In the data below, retype exactly the line that contains "Strilanc: wavefunction" and every line after it, through the last.

====================

Issue #1632, opened 2019-05-14
Partial trace doesn't work on state vector output


Strilanc:
I realize this is not really how the method was intended to use, but it felt natural as I was writing it.

```
import cirq
c = cirq.Circuit.from_ops(cirq.H.on_each(*cirq.LineQubit.range(3)))
r = cirq.Simulator().simulate(c)
m = cirq.partial_trace(
            r.final_simulator_state.state_vector.reshape((2, 2, 2)), [0])
```

causes

```
operand has more dimensions than subscripts given in einstein sum, but no '...' ellipsis provided to broadcast the extra dimensions.
```

peterse:
that reshape operation is incorrect. In general you have to promote the wavefunction to a density matrix with np.kron, then do the partial trace, then apply a "nearest kronecker product" factorization to get a wavefunction as the final form. Then this will give you a unique traced wf representation (mod global phase) IFF the circuit is completely unitary.

dabacon:
This would be a nice feature, but if we add support for this it should not be called just "partial trace" which is a well defined mathematical operation (what is described is a composition of outer product and partial trace).

peterse:
resolved in #1699 
for the record:
- `cirq.subwavefunction` attempts to factor a wavefunction into two pure states and return the pure wavefunction over the `kept_qubits` arg, or else fails
- `cirq.wavefunction_partial_trace_as_mixture` factors a wavefunction into a (possibly pure) mixture and returns a tuple representing that mixture.

PR #1699, opened 2019-06-06
Implement `subwavefunction` and `wavefunction_partial_trace`

peterse:
First pass at addressing #1632, to do a partial trace-like operation on a wavefunction

per @dabacon's suggestion, the method is kept separate from partial_trace because the process involved is  a composition of linalg operations instead of a single well-defined operation.

I feel like the user should be warned if they call `keep_qubits` in a way that returns a mixture (and therefore _not_ a wavefunction anymore) but I don't know how the library's standards for that sort of warning.


cirq/linalg/transformations.py
```diff
@@ -304,3 +305,47 @@ def partial_trace(tensor: np.ndarray,
...
+        return keep_rho
+
+    # FIXME: reasonable tolerance for purity check?
+    if approx_eq(np.trace(keep_rho @ keep_rho), 1):
+        w, v = np.linalg.eig(keep_rho)
+        # FIXME: reasonable tolerance for lone eigenvalue check?
+        return v[:, np.isclose(w, 1)].reshape((new_dim,))
+
+    # FIXME: not sure how to deal with warnings
+    print("Removing qubits from an entangled state resulted in mixture.")
```
Strilanc: The caller is either going to consider this to be an error, or they are going to want a sampled result from the mixture, or they are going to want the mixture (or density matrix or similar).

You should strongly distinguish between the use case where the caller expects the result to be pure, and the use case where the caller does not known. In fact these should be completely different methods with different names. One of them returns the single state or else fails, and the other always returns a mixture (which the caller can then inspect to see if it has length 1).

cirq/linalg/transformations.py
```diff
@@ -304,3 +305,47 @@ def partial_trace(tensor: np.ndarray,
...
+                  state).reshape((2, 2) * int(dim))
+    new_dim = 2**len(keep_indices)
+    keep_rho = partial_trace(rho, keep_indices).reshape((new_dim,) * 2)
+    if not any(keep_indices):
+        return keep_rho
+
+    # FIXME: reasonable tolerance for purity check?
+    if approx_eq(np.trace(keep_rho @ keep_rho), 1):
+        w, v = np.linalg.eig(keep_rho)
+        # FIXME: reasonable tolerance for lone eigenvalue check?
```
Strilanc: The success case of this method can be checked for significantly more efficiently than what is being done here. For each assignment of the other qubits, compute the 2-norm of the part of the array corresponding to that assignment, and then pick the one where the 2-norm was the largest. Normalize it to have a 2-norm of 1. This is the candidate wavefunction.

If the state factors into a "kept" and "not kept" part, the candidate wavefunction you just picked is equal to the kept part (modulo the fact that the global phase is not well defined). In order to verify that a candidate wavefunction is in fact a factor, you can dot product it against each other-assignment wavefunction and then add up the absolute values of the dot products. A result of 1 indicates perfect factoring.

In Quirk this is the strategy used by the amplitude display. The code is here: https://github.com/Strilanc/Quirk/blob/master/src/gates/AmplitudeDisplay.js#L65 . Unfortunately the code I linked is not easy to port over at all, because it is all tangled up with the way I go about executing it on the GPU.

If you create a circuit with an amplitude display and export the simulation data, it will include a "coherence measure" that is the value I was describing.

[image](https://algassert.com/quirk#circuit=%7B%22cols%22%3A%5B%5B%22H%22%5D%2C%5B%22%E2%80%A2%22%2C%22X%5E%E2%85%9B%22%5D%2C%5B%22Amps1%22%5D%5D%7D)


```
{
  [...]
 "displays": [
    [...]
    "serialized_id": "Amps1",
    "name": "Amplitude Display"
   },
   "data": {
    "coherence_measure": 0.9903004266906359,
    "superposition_phase_locked_state_index": 0,
    "ket": [
     {"r":0.7139325141906738,"i":0},
     {"r":0.6867600679397583,"i":0.13660506904125214}
    ],
    [...]
}
```

peterse: Oh cool this looks much faster! I think I follow but want to double check - by "each assignment of the other qubits" and "part of the array corresponding to that assignment" do you mean some index-masking scheme that would take in (say) a 2-qubit wf [sqrt(.5), sqrt(.5), 0, 0] and compute the 1-qubit wf's [1, 0] (qubit 0) and [.5, .5] (qubit 1)? At first glance it seems this would yield the same candidate wf's given an input of |+++> or sqrt(.5)*(|000>+|111>) the same way (though Quirk handles the mixed state outcome in the GHZ case which is a good sign)

Do you know if the "coherence measure" being computed is equal to the "purity" (Tr(rho*rho)) for the factored state? This is seems a necessary condition for the above factoring scheme to be complete.

cirq/linalg/transformations.py
peterse: Will do.

cirq/linalg/transformations.py
peterse: I might be implementing your algorithm incorrectly; the way I did it it fails on the the example (|00> + |11>)|+> state I mentioned above. I've pushed scratch code of my implementation so maybe you can see an issue there?

Strilanc: The coherence measure being computed is just some arbitrary thing that happens to equal 1 when pure; it doesn't correspond to any other measure AFAIK. Its only strength is that it is cheap to compute.

As an example of this not being a particularly ideal measure, it can vary based on operations performed on other qubits. For example, notice the text fading in and out as I move the QFT gate, corresponding to the measure going up and down:

Peek 2019-06-17 17-43

Strilanc: > by "each assignment of the other qubits" and "part of the array corresponding to that assignment" do you mean some index-masking scheme that would take in (say) a 2-qubit wf [sqrt(.5), sqrt(.5), 0, 0] and compute the 1-qubit wf's [1, 0] (qubit 0) and [.5, .5] (qubit 1)?

I mean this:

```python
import cirq
import math
import numpy as np
def _candidate_sub_wavefunction(kept_qubit_indices, wavefunction):
    return max(
        (
            cirq.slice_for_qubits_equal_to(kept_qubit_indices, k)
            for k in range(len(wavefunction) >> len(kept_qubit_indices))
        ),
        key=lambda c: np.linalg.norm(c, 2))
```

Strilanc: I mean this (I think; have not executed this code to test).

```python
import cirq
import math
import numpy as np
def _candidate_sub_wavefunction(kept_qubit_indices, wavefunction):
    # assumes wavefunction has shape (2,2,2,2,2,...)
    return max(
        (
            wavefunction[cirq.slice_for_qubits_equal_to(kept_qubit_indices, k)]
            for k in range(len(wavefunction) >> len(kept_qubit_indices))
        ),
        key=lambda c: np.linalg.norm(c, 2))
```

Strilanc: Note: edited the code after noticing a mistake.

cirq/linalg/transformations.py
```diff
@@ -304,3 +307,109 @@ def partial_trace(tensor: np.ndarray,
     left_indices = [keep_map[i] if i in keep_set else i for i in range(ndim)]
     right_indices = [ndim + i if i in keep_set else i for i in left_indices]
     return np.einsum(tensor, left_indices + right_indices)
+
+
+def wavefunction_partial_trace(wavefunction: np.ndarray,
+                               keep_indices: List[int],
+                               atol: Union[int, float] = 1e-8) -> Tuple:
```
Strilanc: Output type annotation doesn't specify what's in the tuple. Should probably be `List[Tuple[float, np.ndarray]]`

cirq/linalg/transformations.py
```diff
@@ -304,3 +307,109 @@ def partial_trace(tensor: np.ndarray,
...
+
+    States in the output mixture retain the shape (2,2,...).
+
+    Args:
+        wavefunction: A wavefunction to express over a qubit subset.
+        keep_indices: Which indices to express the wavefunction on.
+        atol: The tolerance for determining that a factored state is pure.
+
+    Returns:
+        A mixture representation of the partial trace of the wavefunction.
```
Strilanc: What representation is it? Describe it.

cirq/linalg/transformations.py
```diff
@@ -304,3 +307,109 @@ def partial_trace(tensor: np.ndarray,
...
+    """
+
+    tot_dims = 1 << len(wavefunction.shape)
+    keep_dims = 1 << len(keep_indices)
+    try:
+        # Attempt to do efficient state factoring.
+        state = keep_qubits(wavefunction, keep_indices).reshape(keep_dims, 1)
```
Strilanc: Modify `keep_qubits` to take an optional `default` argument similar to global methods like `cirq.unitary`. That way you can specify a default of `None` and avoid having an exception in an expected execution path.

cirq/linalg/transformations.py
```diff
@@ -304,3 +307,109 @@ def partial_trace(tensor: np.ndarray,
...
     return np.einsum(tensor, left_indices + right_indices)
+
+
+def wavefunction_partial_trace(wavefunction: np.ndarray,
+                               keep_indices: List[int],
+                               atol: Union[int, float] = 1e-8) -> Tuple:
+    """Computes a mixture representing the partial trace of a wavefunction.
+
+    The input wavfunction must have shape `(2,2,2,...)`. Attempt to factor the
+    wavefunction into a pure state over `keep_indices`. If this fails, a non-
```
Strilanc: I would be a bit vaguer here and just say that this method is more efficient for pure states, and describe that running time (e.g. it's `O(2^n)` where n is the number of qubits, whereas for mixed states it will I think be `O(2^n + 4^k)` or maybe even `+8^k` where k is the number of kept qubits.)

cirq/linalg/transformations.py
```diff
@@ -304,3 +307,109 @@ def partial_trace(tensor: np.ndarray,
...
+        state = keep_qubits(wavefunction, keep_indices).reshape(keep_dims, 1)
+        return ((1.0, state))
+    except ValueError:
+        # Fall back to a (non-unique) mixture representation.
+        rho = np.kron(np.conj(wavefunction.reshape(tot_dims, 1)).T,
+                      wavefunction.reshape(tot_dims, 1)).reshape((2, 2) * len(wavefunction.shape))
+        keep_rho = partial_trace(rho, keep_indices).reshape((keep_dims,) * 2)
+        w, v = np.linalg.eig(keep_rho)
+        mixture = tuple(zip(w, [vec.reshape((2,) * len(keep_indices)) for vec in v.T]))
+        return tuple(filter(lambda p: not approx_eq(p[0], 0.0), mixture))
```
Strilanc: Use a list comprehension instead of `filter`

cirq/linalg/transformations.py
```diff
@@ -304,3 +307,109 @@ def partial_trace(tensor: np.ndarray,
...
+        # Attempt to do efficient state factoring.
+        state = keep_qubits(wavefunction, keep_indices).reshape(keep_dims, 1)
+        return ((1.0, state))
+    except ValueError:
+        # Fall back to a (non-unique) mixture representation.
+        rho = np.kron(np.conj(wavefunction.reshape(tot_dims, 1)).T,
+                      wavefunction.reshape(tot_dims, 1)).reshape((2, 2) * len(wavefunction.shape))
+        keep_rho = partial_trace(rho, keep_indices).reshape((keep_dims,) * 2)
+        w, v = np.linalg.eig(keep_rho)
+        mixture = tuple(zip(w, [vec.reshape((2,) * len(keep_indices)) for vec in v.T]))
```
Strilanc: This is the right zip ordering? It looks like you're zipping for each item instead of zipping the weights with the vectors.

cirq/linalg/transformations.py
```diff
@@ -304,3 +307,109 @@ def partial_trace(tensor: np.ndarray,
...
+        return tuple(filter(lambda p: not approx_eq(p[0], 0.0), mixture))
+
+
+def keep_qubits(wavefunction: np.ndarray,
```
Strilanc: Rename this method to `subwavefunction`.

cirq/linalg/transformations.py
```diff
@@ -304,3 +307,109 @@ def partial_trace(tensor: np.ndarray,
...
+                keep_indices: List[int],
+                atol: Union[int, float] = 1e-8) -> np.ndarray:
```
Strilanc: Add a `*,` parameter before `atol`, forcing it to be specified by keyword

cirq/linalg/transformations.py
```diff
@@ -304,3 +307,109 @@ def partial_trace(tensor: np.ndarray,
...
+    """Return a representation of the given state over a subset of its qubits.
```
Strilanc: `Attempts to factor a wavefunction into two parts, and returns one of them.`

cirq/linalg/transformations.py
```diff
@@ -304,3 +307,109 @@ def partial_trace(tensor: np.ndarray,
...
+
+    The input wavfunction must have shape `(2,2,2,...)`.
+
+    A given wavefunction can be efficiently expressed over a subset of its
+    qubits by comparing magnitudes of unnormalized wavefunctions that remain
+    after each possible state over the qubits to be removed is sliced out of
```
Strilanc: You don't need to describe the algorithm in this much detail in the documentation. Instead, focus on the algebraic properties that the user needs to think about, such as the fact that the wavefunction must be of the form A tensor B where A is a pure state over the kept qubits and B is a pure state over the discarded qubits.

cirq/linalg/transformations.py
```diff
@@ -304,3 +307,109 @@ def partial_trace(tensor: np.ndarray,
...
+
+    Raises:
+        ValueError: if the wavefunction is not of the correct shape or the
+        indices are not a valid subset of the input wavefunction's indices, or
+        the result of factoring is not a pure state.
+    """
+
+    if not np.isclose(np.linalg.norm(wavefunction), 1):
+        raise ValueError("Input state must be normalized.")
+    if not len(set(keep_indices)) == len(keep_indices):
```
Strilanc: Use `!=` instead of `not ==`

cirq/linalg/transformations.py
```diff
@@ -304,3 +307,109 @@ def partial_trace(tensor: np.ndarray,
...
+        raise ValueError(
+            "keep_indices were {} but must be unique.".format(keep_indices))
+    n_qubits = len(wavefunction.shape)
+    if n_qubits < len(keep_indices) or \
```
Strilanc: Use parens for line continuations instead of `\`

Strilanc: Don't need the `n_qubits < len` check. It's implied by the distinctness + in range checks.

cirq/linalg/transformations.py
```diff
@@ -304,3 +307,109 @@ def partial_trace(tensor: np.ndarray,
...
+        for k in range(1 << len(other_qubits))
+    ]
+    # The coherence measure is computed using unnormalized candidates.
+    best_candidate = max(candidates, key=lambda c: np.linalg.norm(c, 2))
+    left = np.conj(best_candidate.reshape((keep_dims,))).T
+    coherence_measure = sum([
+        abs(np.dot(left, c.reshape((keep_dims,))))
+        for c in candidates
+    ])
+    print(coherence_measure)
```
Strilanc: Remove debug lines

cirq/linalg/transformations.py
```diff
@@ -304,3 +307,109 @@ def partial_trace(tensor: np.ndarray,
...
+            "keep_indices were {} but must be unique.".format(keep_indices))
+    n_qubits = len(wavefunction.shape)
+    if n_qubits < len(keep_indices) or \
+            any([ind >= n_qubits for ind in keep_indices]):
+        raise ValueError(
+            "keep_indices {} are an invalid subset of the input wavefunction.")
+
+    keep_dims = 1 << len(keep_indices)
+    other_qubits = sorted(set(range(n_qubits)) - set(keep_indices))
+    candidates = [
```
Strilanc: Use a generator `(...)` instead of a list `[...]` comprehension to save space.

cirq/linalg/transformations.py
```diff
@@ -304,3 +307,109 @@ def partial_trace(tensor: np.ndarray,
...
+        mixture = tuple(zip(w, [vec.reshape((2,) * len(keep_indices)) for vec in v.T]))
+        return tuple(filter(lambda p: not approx_eq(p[0], 0.0), mixture))
+
+
+def keep_qubits(wavefunction: np.ndarray,
+                keep_indices: List[int],
+                atol: Union[int, float] = 1e-8) -> np.ndarray:
+    """Return a representation of the given state over a subset of its qubits.
+
+    The input wavfunction must have shape `(2,2,2,...)`.
```
Strilanc: wavefunction

Strilanc: This method should also work on a shape like `(2^n,)`, since that is what is returned by simulators.

cirq/linalg/transformations_test.py
```diff
@@ -393,3 +393,169 @@ def test_partial_trace_invalid_inputs():
...
+        np.abs(cirq.keep_qubits(state, [0, 1])), a.reshape(2,2))
+    np.testing.assert_almost_equal(
+        np.abs(cirq.keep_qubits(state, [2, 3, 4])), b.reshape(2,2,2))
+
+    np.testing.assert_almost_equal(
+        np.abs(cirq.keep_qubits(state, [0, 1, 2, 3, 4])),
+        np.kron(a, b).reshape(2,2,2,2,2))
+
+
+# def test_keep_qubits():
```
Strilanc: Commented out test?

cirq/linalg/transformations_test.py
```diff
@@ -393,3 +393,169 @@ def test_partial_trace_invalid_inputs():
...
+            np.arange(16).reshape(2,2,2,2) / np.linalg.norm(np.arange(16)),
+            [1, 2, 2])
+    with pytest.raises(ValueError, match='invalid'):
+        cirq.keep_qubits(np.array([1,0,0,0]).reshape(2,2), [5])
+    with pytest.raises(ValueError, match='invalid'):
+        cirq.keep_qubits(np.array([1,0,0,0]).reshape(2,2), [0, 1, 2])
+
+
+def test_wavefunction_partial_trace_invalid_input():
+    # TODO
```
Strilanc: DO

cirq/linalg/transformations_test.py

====================

### [TASK ANSWER]
Strilanc: wavefunction

Strilanc: This method should also work on a shape like `(2^n,)`, since that is what is returned by simulators.

cirq/linalg/transformations_test.py
```diff
@@ -393,3 +393,169 @@ def test_partial_trace_invalid_inputs():
...
+        np.abs(cirq.keep_qubits(state, [0, 1])), a.reshape(2,2))
+    np.testing.assert_almost_equal(
+        np.abs(cirq.keep_qubits(state, [2, 3, 4])), b.reshape(2,2,2))
+
+    np.testing.assert_almost_equal(
+        np.abs(cirq.keep_qubits(state, [0, 1, 2, 3, 4])),
+        np.kron(a, b).reshape(2,2,2,2,2))
+
+
+# def test_keep_qubits():
```
Strilanc: Commented out test?

cirq/linalg/transformations_test.py
```diff
@@ -393,3 +393,169 @@ def test_partial_trace_invalid_inputs():
...
+            np.arange(16).reshape(2,2,2,2) / np.linalg.norm(np.arange(16)),
+            [1, 2, 2])
+    with pytest.raises(ValueError, match='invalid'):
+        cirq.keep_qubits(np.array([1,0,0,0]).reshape(2,2), [5])
+    with pytest.raises(ValueError, match='invalid'):
+        cirq.keep_qubits(np.array([1,0,0,0]).reshape(2,2), [0, 1, 2])
+
+
+def test_wavefunction_partial_trace_invalid_input():
+    # TODO
```
Strilanc: DO

cirq/linalg/transformations_test.py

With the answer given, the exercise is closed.